The Minister indicated the intent to maintain a threshold of EUR 500 per calendar year for all agreements and the idea that industry will self-report, same as the current self-regulatory codes. However, under the proposals, if transparency becomes a statutory law with a mandatory publicly accessible Healthcare Transparency Register, enforcement by the Dutch government would become possible, potentially leading to the imposition of administrative law penalties and other sanctions.

Hogan Lovells further notes that the Minister indicated intent to expand the responsibility of directors of health care providers when agreeing on financial relationships between health care providers and industry, based on recent surveillance that found the board of directors of hospitals tend to lack sufficient insight into financial relationships entered into by health care professionals that work at the hospital.

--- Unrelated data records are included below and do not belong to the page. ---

PR #29, opened 2026-05-10
Make agent smart and autonomous instead of rigid

srvsngh99:
## Summary
- Replaces the static yes/no approval gate with a regex fast-path + LLM-judged classifier. Accepts casual approvals ("yea", "ok", "alright"), supports a MODIFY outcome that regenerates the plan, and releases control on UNRELATED replies — fixing the loop where the same prompt re-rendered forever.
- Adds a typed user-preference layer (`internal/agent/prefs.go`) so phrases like "no need for approval", "stop asking me to approve", "be terse", "no metaphors" get captured as stable boolean flags backed by `brain.Memory()`. `shouldRequireApproval` reads the flag under "auto" mode while destructive plans still gate.
- Stops forcing plans onto casual asks: `actionVerbs` is split into hard (deploy/install/refactor/build/fix) vs soft (find/give/suggest/brainstorm). Soft verbs alone keep the message in CHAT/ANSWER. The LLM classifier prompt is rewritten so ideation/brainstorming never lands in LONG_TASK.
- Real auto tool dispatch: broadened `searchTriggers` ("find me", "news on", "digest", "today in") and added a freshness auto-route ("today" + ≥3 words → search). The system prompt now explicitly forbids hallucinating CLI permission/approval prompts for built-in tools (the previous behaviour invented a permission gate that doesn't exist).
- Adaptive personality: `maybeAutoEvolveStyle` flips `pref:style_terse` automatically after 3 corrections within an hour. `handleChat` / `handleAnswer` inject `buildStyleDirective` so active prefs become per-turn system messages.

### Behavioural deltas (mapped to the original transcript)
| Transcript moment | New behaviour |
| --- | --- |
| "Give me some ideas" → DIVE PLAN | Soft-verb only, ≤6 words → CHAT/ANSWER. No plan, no approval. |
| "No need for taking my approval" | `pref:no_plan_approval=true` written; future plans skip the gate. |
| "Yea" rejected | Regex now accepts yea/yeah/yep/yup/y/sure/ok/alright/👍. |
| Loop on ambiguous input | UNRELATED releases the pending plan and re-routes; MODIFY regenerates. |
| "find me some AI digest from today" → fake permission | Routed straight to the search skill via freshness heuristic; soul prompt forbids fabricated permission prompts. |

## Test plan
- [x] `go build ./...` clean
- [x] `go vet ./...` clean
- [x] `go test ./...` all packages green
- [x] 22 new cases in `prefs_test.go` (typed prefs, regex coverage, pending-plan flow, auto-evolve, destructive detection)
- [x] 3 new router test groups (soft vs hard verbs, freshness routing)
- [ ] Manual smoke test: trigger the original transcript flow end-to-end to confirm the agent no longer loops on "yea" / "no need for approval"

### DIFF
--- a/internal/agent/agent.go
+++ b/internal/agent/agent.go
@@ -8,6 +8,7 @@ import (
 	"fmt"
 	"os"
 	"path/filepath"
+	"regexp"
 	"strings"
 	"sync"
 	"time"
@@ -30,31 +31,13 @@ const maxHistory = 20
 
 const unifiedConversationChannel = "unified"
 
-// approvalWords are inputs that greenlight a pending plan.
-var approvalWords = map[string]bool{
-	"yes":      true,
-	"approve":  true,
-	"go":       true,
-	"do it":    true,
-	"lgtm":     true,
-	"go ahead": true,
-	"y":        true,
-	"yep":      true,
-	"sure":     true,
-	"proceed":  true,
-}
+// approvalRegex matches obvious approval shorthand on the fast path so we
+// don't burn an LLM call on "yes". Anything not matched here OR by
+// rejectionRegex falls through to the LLM-judged classifier.
+var approvalRegex = regexp.MustCompile(`^(?:y|yes|yea|yeah|yep|yup|ya|sure|ok|okay|k|👍|do it|go|go ahead|let'?s go|lgtm|proceed|approve|approved|fine|alright|sounds good)[\s\.!]*$`)
 
-// rejectionWords are inputs that scrap a pending plan.
-var rejectionWords = map[string]bool{
-	"no":     true,
-	"reject": true,
-	"cancel": true,
-	"stop":   true,
-	"nah":    true,
-	"nope":   true,
-	"n":      true,
-	"abort":  true,
-}
+// rejectionRegex covers obvious "scrap it" shorthand.
+var rejectionRegex = regexp.MustCompile(`^(?:n|no|nah|nope|cancel|cancelled|stop|abort|reject|rejected|skip|nevermind|never mind|forget it|don'?t)[\s\.!]*$`)
 
 // KrillAgent is the main agent that implements core.Agent.
 // It is the executive function of the krill brain - classifying intent,
@@ -228,8 +211,19 @@ func (a *KrillAgent) ChatFromPlatform(ctx context.Context, platform, chatID, inp
 	}
 
 	// --- Phase 1: Check for pending plan approval ---
+	// Even with a pending plan, we still want preference learning to fire so
+	// "stop asking me to approve" gets captured *during* the approval state,
+	// not after. The pending-plan handler itself decides whether to consume
+	// the input or release it back to normal routing.
 	if a.pendingPlan != nil {
-		return a.handlePendingPlan(ctx, input)
+		a.maybeStoreUserPreference(ctx, input)
+		response, handled := a.handlePendingPlan(ctx, input)
+		if handled {
+			return response, nil
+		}
+		// Fell through: input was unrelated to the pending plan. Drop the
+		// pending plan and route the input normally.
+		a.pendingPlan = nil
 	}
 
 	// --- Phase 2: Record user message ---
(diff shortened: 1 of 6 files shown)


srvsngh99:
## Code Review — PR #29: Make agent smart and autonomous instead of rigid

### Overview
Replaces the static yes/no approval gate with a regex fast-path + LLM-judged classifier (4 outcomes: APPROVE / REJECT / MODIFY / UNRELATED), introduces a typed user-preference layer (`internal/agent/prefs.go`) over `brain.Memory()`, splits action verbs into `hard` vs `soft` so ideation no longer falls into LONG_TASK, broadens search auto-routing with a freshness heuristic, and adds an adaptive style flip after repeated corrections. Net result: the original transcript bugs (loop on "yea", fabricated "permission required" responses, ideation routed to plan mode) are addressed with targeted changes plus solid test coverage.

### What's good
- **Clean layering.** `prefs.go` gives decision sites (`shouldRequireApproval`, `buildStyleDirective`) stable boolean keys instead of scanning free-text memory. Set/Get is a thin, well-typed shim over `core.Memory`.
- **Safety preserved under autonomy.** `shouldRequireApproval` checks `planIsDestructive` *before* honouring `pref:no_plan_approval`, and `config.PlanApproval == "always"` still wins. Tested with `TestShouldRequireApproval_PrefDoesNotSkipDestructive` and `..._PrefDoesNotOverrideAlways`.
- **Good test coverage of edge cases.** Regex coverage (incl. emoji 👍, "alright!", "yes but change step 3" intentionally NOT matching), destructive false-positive guard ("drop-down"), threshold boundaries (`maybeAutoEvolveStyle` recent vs >1h old), and the central transcript-regression test (`TestPendingPlan_YeaApproves`).
- **Soul prompt update is precise.** The new rule explicitly forbids fabricated "Allow button" / "CLI permission prompt" responses — the exact failure mode from the transcript.
- **Cleanup commit (81bbcee) already removed the legacy `actionVerbs` / `softActionVerbs` dead code** that I was about to flag.

### Issues / suggestions

**1. Double-counting risk in `maybeAutoEvolveStyle` (agent.go:990-1006).** The comment says the "+1 for the signal we just observed" is a guard against backends that don't return the just-stored entry. But `recordFeedback` *does* store the signal before this function runs (the call chain is `recordFeedback → store → maybeAutoEvolveStyle`). If `Memory.Search` returns it, `count` is already N+1, and the explicit `count++` makes it N+2 — the threshold trips one signal early. Tests don't catch this because they don't pre-store the latest signal.
- Fix: either drop the `count++` and rely on Search returning fresh entries, or pass a `latestStoredKey` and skip it during the loop. Or use a CreatedAt cutoff that excludes the very-most-recent entry.

**2. `shouldRequireApproval` uses `context.Background()` (agent.go:639).** The call site has a live `ctx` available (`handleTask` runs inside the request). Plumbing it through means user cancellation / deadlines apply to the memory `Recall` instead of using a detached background context.
- `shouldRequireApproval(plan)` → `shouldRequireApproval(ctx, plan)`.

**3. No inverse trigger to flip `PrefStyleTerse` back off.** Once auto-evolve flips it, the only way to undo is unwritten ground. `detectTypedPreference` lacks "be verbose", "more detail", "longer responses". Consider adding them so the loop is symmetric — otherwise the "they can undo this by asking for more detail" claim in the PR body isn't actually wired.

**4. LLM-judge `MaxTokens=8` is tight (agent.go:475).** Category names tokenize differently across providers; "UNRELATED" can be 2-3 tokens, plus instruction-following models sometimes emit a leading newline/space. With 8 tokens you may truncate to "UNRELATE" and the `strings.Contains(out, "UNRELATED")` matcher fails → falls through to the `default` case, which IS UNRELATED, so it's mostly self-healing — but the same logic would silently misclassify a truncated "MODI" → falls to UNRELATED instead of MODIFY. Bumping to 16-32 has negligible cost.

**5. `maybeStoreUserPreference` may run twice on UNRELATED path.** In `ChatFromPlatform`: when `pendingPlan != nil` we call it on line 219, then `handlePendingPlan` returns `(_, false)`, we null the plan and fall through to Phase 6 where `maybeStoreUserPreference` is called again on the same input. Typed prefs are idempotent (same key, same value), but free-text memory uses time-stamped keys → two near-duplicate entries per UNRELATED turn. Cheap to fix: add a sentinel/early-return after the pending-plan path stores it.

**6. Approval-regex single-letter trip wires.** `n` and `y` alone match. Realistic but worth confirming that voice-typed / fat-fingered "n" doesn't get treated as rejection in your real chat traffic. The regex is greedy enough that "nope but actually..." stays unmatched (good) — only the bare letter is the issue. Low priority.

**7. Per-turn cost of `buildStyleDirective`.** Three `Memory.Recall` calls per chat/answer turn. For SQLite this is negligible; for any future remote-backed memory, consider caching the resolved directive on the agent struct and invalidating on `SetBoolPref`.

**8. Style directive injection pattern uses `append(slice[:N-1], a, slice[N-1])` twice in succession (agent.go:687-690 and again in handleAnswer).** Works correctly with current capacity, but the aliasing pattern is fragile. Pulling out a small `insertBeforeLast(msgs, newMsgs...)` helper would document the intent and prevent subtle bugs if anyone refactors.

### Risks
- **Behavioral**: A user who once says "no need for approval" stays opted-out forever (no decay). For a personal-assistant agent this is fine; flag it in your own head if multi-user scenarios appear.
- **LLM cost**: Every ambiguous reply during a pending plan now spends an extra LLM call on classification. Bounded — only fires when regex misses — but worth watching in metrics.
- **Auto-terse flip is unidirectional** (see #3) and triggers on 3 corrections/hour, which is a low bar during exploratory sessions.

### Verdict
Targeted fixes for real bugs, not a kitchen-sink rewrite. Ship after addressing #1 (double-counting) and #2 (ctx plumbing); the rest are polish. Good test discipline throughout.

srvsngh99:
Thanks for the thorough review. Pushed [70359b3](https://github.com/srvsngh99/mini-krill/commit/70359b3) addressing the must-fixes plus the high-value polish:

- **#1 (double-count)** — `maybeAutoEvolveStyle` now takes a `latestKey` parameter; the search loop skips that key, the explicit `+1` adds it once. Regression test `TestMaybeAutoEvolveStyle_NoDoubleCountOnLatestKey` covers the case where only 2 distinct signals exist with the latest already stored — without the fix, count would be 3 and trip the threshold; with the fix it stays at 2.
- **#2 (ctx plumbing)** — `shouldRequireApproval(ctx, plan)`, threaded from `handleTask`. Test callsites updated.
- **#3 (inverse trigger)** — `detectTypedPreference` now recognises "be verbose", "more detail", "longer responses", "be more thorough" → `PrefStyleTerse=false`. Test added.
- **#4 (LLM judge MaxTokens)** — bumped 8 → 24 with a comment on why.
- **#5 (duplicate `maybeStoreUserPreference`)** — added a `prefStored` flag in `ChatFromPlatform` so the UNRELATED release path doesn't write twice.
- **#8 (insertBeforeLast helper)** — extracted; replaced all 10 call sites. Always allocates a fresh backing array.

Skipped:
- **#6** — single-letter "n"/"y" trip wires. Low priority; would only matter for fat-fingered single-key chat. Happy to tighten if you see it in real traffic.
- **#7** — caching `buildStyleDirective`. Three `Memory.Recall` per turn against the file-backed store is below noise floor; deferring until a remote-backed memory exists.

Behavioural caveat acknowledgements:
- "No-decay opt-out" — kept as-is for personal-assistant use; will revisit if multi-user shows up.
- "LLM cost on ambiguous replies" — bounded by the regex fast-path; will watch in metrics once instrumented.
- "Auto-terse unidirectional" — addressed by #3, no longer the case.

CI green on the previous push (lint/test/build all pass). Ready for another look.

srvsngh99:
## Follow-up review — 70359b3

Verified all 6 addressed items against the diff. Tests pass locally (`go test -count=1 ./internal/agent/...` clean).

| # | Issue | Status | Verification |
| --- | --- | --- | --- |
| 1 | Double-count in `maybeAutoEvolveStyle` | ✅ Fixed | `latestKey` param threaded from `recordFeedback`, loop skips it, single explicit `+1` — exact count regardless of backend freshness. New regression test covers it. |
| 2 | `context.Background()` in `shouldRequireApproval` | ✅ Fixed | Signature now `(ctx, plan)`, `GetBoolPref` uses request ctx. Test callsites updated. |
| 3 | Inverse trigger for `PrefStyleTerse` | ✅ Fixed | `verbosePhrases` list ("be verbose", "more detail", "longer responses", "more thorough") returns `PrefStyleTerse=false`. Loop is now symmetric. |
| 4 | LLM-judge `MaxTokens=8` too tight | ✅ Fixed | Bumped to 24 with explanatory comment. |
| 5 | Duplicate `maybeStoreUserPreference` on UNRELATED path | ✅ Fixed | `prefStored` flag added in `ChatFromPlatform`; Phase 6 gated on `!prefStored`. |
| 8 | `insertBeforeLast` helper | ✅ Fixed | Extracted; 10 call sites converted (handleChat, handleAnswer, handleSelfSkill, handleRemember, handleToolTask, handleDiagnose, capability/memory/style/diagnose injections). Always allocates fresh backing array. |

Skipped #6 (single-letter regex trip) and #7 (`buildStyleDirective` caching) accepted — both are deferred-until-data calls, reasonable.

Nothing else to flag. LGTM — ready to merge from my side.

PR #43, opened 2026-06-19
Reef WebBot: at-least-once delivery (lease, ack, dedup)

srvsngh99:
## Why
The Reef hub now supports at-least-once delivery (lease + ack), but Mini-Krill's WebBot still consumed outbox items on pull (at-most-once), so a crash between pulling an owner message and posting the reply silently dropped it.

## What changed
- `internal/reef/client.go`: `PollOutbox(ctx, wait, ack)` adds `&ack=1`; new `Ack(ctx, ids)` POSTs `/api/ack`.
- `internal/chat/web.go`: the WebBot polls with `ack=true`, acks each item inside its dispatch goroutine once the turn finishes (detached + 15s timeout so it still completes during shutdown drain), consumes empty items, and dedupes redeliveries via a bounded `seenSet` (touched only by the single Start goroutine). An already-seen redelivery is re-acked so a lost ack self-heals.
- `seenset_test.go`: unit tests for dedup, empty-id, FIFO eviction.

## How it was tested
- `go build ./...`, `go vet`, `go test ./internal/chat -run TestSeenSet` all pass. Hub side already merged + deployed; legacy and ack pollers coexist, so this rolls out independently.

### DIFF
--- a/internal/chat/seenset_test.go
+++ b/internal/chat/seenset_test.go
@@ -1,0 +1,34 @@
+package chat
+
+import "testing"
+
+func TestSeenSetDedup(t *testing.T) {
+	s := newSeenSet(3)
+	if !s.take("a") {
+		t.Fatal("first take of a should be new")
+	}
+	if s.take("a") {
+		t.Fatal("second take of a should be a duplicate")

Requiring the written approval of the board of directors for provider-industry relationships would bolster the self-regulatory codes, which currently require such approval as of January 1, 2024.

The third proposal of improving the legal framework for sponsorship would potentially impact grants, donations, financing of research or meetings and events, fellowships, and/or contributions to patient organizations.

As of now, these are only proposals made by the Minister and before any of them become law, draft legislation would need to be published – and then passed by Parliament. This process is likely to take some time, and may not fully materialize for another year or two. At this time, however, it sheds light on where the future of enforcement may be in the Netherlands.